(2012: This post has been edited to remove any content specific to the company I was in at the time)
I recently attended a session on IBM’s WebSphere Application Server. The second day of the session dealt only with problem analysis. There were a few things about the logging mechanism that one noticed and would be useful in any tool/application.
- Built over a framework
- Separation of application generated logs and user logs
- Tools and Processes to ensure logs are useful
- Consolidate and implement
The user is allowed to configure different levels of logging. He can choose to log only errors, log errors and warnings, log errors, warnings and information. (There were 3 or 4 more such levels). The product also has features such as allowing the user to configure the size of a log file (after exceeding which, another physical file should be used) and specifying how many files to retain.
Built over a framework
Advantage: This allows developers of the application to concentrate on what is important - developing the application. Unless the logging being implemented is dictated by business requirements, the process of logging should be completely transparent to developers.
Separation of application generated logs and user logs
The advantages are obvious.
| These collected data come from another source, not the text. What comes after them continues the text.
PR #2109, opened 2021-09-17
fix(icon): adjust icons width to match single icon 

shadoWalker89:
## Description
I have a dropdown with two items

The first item has a simple icon

`<i class="blue file excel outline icon"></i>`

The second one has two grouped icons

```html
<i class="icons">
    <i class="red file excel outline icon"></i>
    <i class="red bottom right corner key icon"></i>
</i>
```

Because the `.icon` has a width and the `.icons` does not visually they look off. The grouped icons has a smaller width then the simple icon

This PR adds a min-width to the `.icons` to make sure that the .icons group will be at least the same size of the `.icon`
I didn't want to use `width` because in some cases maybe the grouped icons need more space.

For the same reason i added a min-width i added also a min-height.
the height is not the cause of my problem, but i think it's best to add it as well.

## Testcase
https://jsfiddle.net/xoaj6kgh/

## Screenshot (if possible)

image

### DIFF
--- a/src/definitions/elements/icon.less
+++ b/src/definitions/elements/icon.less
@@ -376,6 +376,8 @@ i.icons {
     display: inline-block;
     position: relative;
     line-height: 1;
+    min-width: @width;
+    min-height: @height;
   }
 
   i.icons .icon {
--- a/src/definitions/elements/icon.less
+++ b/src/definitions/elements/icon.less
@@ -105,6 +105,7 @@ i.emphasized.icon:not(.disabled), i.emphasized.icons:not(.disabled) {
           Fitted
   --------------------*/
 
+  i.fitted.icons,
   i.fitted.icon {
     width: auto;
     margin: 0 !important;
--- a/src/definitions/elements/icon.less
+++ b/src/definitions/elements/icon.less
@@ -378,6 +378,8 @@ i.icons {
     line-height: 1;
     min-width: @width;
     min-height: @height;
+    margin: 0em @distanceFromText 0em 0em;
+    text-align: center;
   }
 
   i.icons .icon {
--- a/src/definitions/elements/icon.less
+++ b/src/definitions/elements/icon.less
@@ -379,7 +379,7 @@ i.icons {
     line-height: 1;
     min-width: @width;
     min-height: @height;
-    margin: 0em @distanceFromText 0em 0em;
+    margin: 0 @distanceFromText 0 0;
     text-align: center;
   }
 


src/definitions/elements/icon.less
```diff
@@ -376,6 +376,8 @@ i.icons {
     display: inline-block;
     position: relative;
     line-height: 1;
+    min-width: @width;
+    min-height: @height;
```
lubber-de, line 380: Good catch. 
We should also add the same margin and text-align as a single icon, so there definately is no visual difference anymore
See https://jsfiddle.net/lubber/axyf20j5/8/
```suggestion
    min-width: @width;
    min-height: @height;
    margin: 0 @distanceFromText 0 0;
    text-align: center;
```

lubber-de (changes requested):
Thanks! Please see my suggestion and compare changes here https://jsfiddle.net/lubber/axyf20j5/8/

lubber-de (changes requested):
Please also adjust the `fitted icon` to support `icons` as well.
https://jsfiddle.net/lubber/axyf20j5/14/

https://github.com/fomantic/Fomantic-UI/blob/dada7018a1fdfbf5f085758737839af90108dc48/src/definitions/elements/icon.less#L107-L112
```css
   i.fitted.icons, 
   i.fitted.icon { 
     width: auto;
     margin: 0 !important; 
   } 
```

lubber-de:
I adjusted my second suggestion. Even for fitted icons, the min-width should not change back to auto, so please just add `i.fitted.icons` to the selector.

src/definitions/elements/icon.less
shadoWalker89: Changes applied

shadoWalker89:
I applied all changes as requested

lubber-de (dismissed):
Awesome. Thanks!

src/definitions/elements/icon.less
```diff
@@ -376,6 +377,10 @@ i.icons {
...
+    margin: 0em @distanceFromText 0em 0em;
```
lubber-de, line 382: Could you please remove the "em" from the zero values so it becomes
```css
margin: 0 @distanceFromText 0 0;
```

lubber-de: Nevermind, i just did it ;)

lubber-de (approved):

lubber-de:
@all-contributors please add @shadoWalker89 for code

Typically one could create three different kinds of logs: error (application/fatal), message (business/validation) and debug(flow). When doing this however, make sure you keep the API distinct and simple. Developers, not knowing which method to use in which situation, may end up using them interchangeably. This will result in every log containing every kind of data. Support folks will not know which to search when trying to analyze problems.
Tools and Processes to ensure logs are useful
This was, for me, the most impressive part. At least 4 different tools were showcased in the session. Each one helped interpret and analyse a different kind of error. One even suggested steps to avoid such errors in the future.
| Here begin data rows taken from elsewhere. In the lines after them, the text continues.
PR #2111, opened 2021-09-17
feat(checkbox): use left/right to switch off/on toggle+slider variant

### LINKED ISSUE #2102: Toggle checkbox and slider checkbox should react to Left and Right key presses
https://fomantic-ui.com/, checkbox section, second and third items (slider checkbox and toggle checkbox): when the knob is on the left side, pressing the Right arrow key should shift it to the right side, and when it’s on the right side, pressing Left should shift it to the left side. (This is fairly standard behaviour.)

lubber-de:
## Description
This PR adds support to use the left/right keys on a `slider checkbox` or `toggle checkbox`  once focussed and initialted via JS.

## Testcase
- Focus a checkbox
- Press right to move the knot to the right
- Press left to move the knot to the left
https://jsfiddle.net/lubber/ne18mzk2/7/

## Closes
#2102

### DIFF
--- a/src/definitions/modules/checkbox.js
+++ b/src/definitions/modules/checkbox.js
@@ -239,18 +239,26 @@ $.fn.checkbox = function(parameters) {
               }
             }
 
+            shortcutPressed = false;
             if(key == keyCode.escape) {
               module.verbose('Escape key pressed blurring field');
               $input.blur();
               shortcutPressed = true;
             }
-            else if(!event.ctrlKey && ( key == keyCode.space || (key == keyCode.enter && settings.enableEnterKey)) ) {
-              module.verbose('Enter/space key pressed, toggling checkbox');
-              module.toggle();
-              shortcutPressed = true;
-            }
-            else {
-              shortcutPressed = false;
+            else if(!event.ctrlKey && module.can.change()) {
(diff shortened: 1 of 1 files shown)


exoego (approved):
LGTM

src/definitions/modules/checkbox.js
```diff
@@ -239,18 +239,26 @@ $.fn.checkbox = function(parameters) {
...
               shortcutPressed = true;
             }
-            else if(!event.ctrlKey && ( key == keyCode.space || (key == keyCode.enter && settings.enableEnterKey)) ) {
-              module.verbose('Enter/space key pressed, toggling checkbox');
-              module.toggle();
-              shortcutPressed = true;
-            }
-            else {
-              shortcutPressed = false;
+            else if(!event.ctrlKey && module.can.change()) {
```
exoego, line 248: `module.can.change` is added to fix some issue?

lubber-de: No, i added this, because any possible change change inside the if statement can only happen when the checkbox is not disabled/reachonly (which can.change checks). 
The toggle function tests this itself, but the checked/unchecked dont, so i decided to check this in the first place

Here are some features/processes that I feel an application’s logging mechanism should contain:
Configure logs so that no one log file becomes too heavy. Arrive at the size considering your log-interpreter’s and application server’s limitations. Once the file has reached its specified limit, roll-over to the next.
Put a system job that regularly scans the m/c for such ‘done-with’ log files and moves (not copy) them to another location.
Configure a custom-made log interpreter(s) to automatically read and log these errors to a database - categorized by type (m/c, application, user), severity, time, user (if ok according to policy) ……(and other parameters if required).
Configure a reporting tool to periodically report errors to the concerned people. (M/C errors would go to System Admins, Application errors to the support team and user errors to a kind of Customer Support Rep).
Each then sends back suggestions on fixes, improvements or tweaks to avoid the error in the future. These are stored in another database that is a sort of a master database of errors and possible fixes.
Consolidate and implement
Review this data and send feedback to the same people as earlier so they can implement processes that avoid the error occurring again.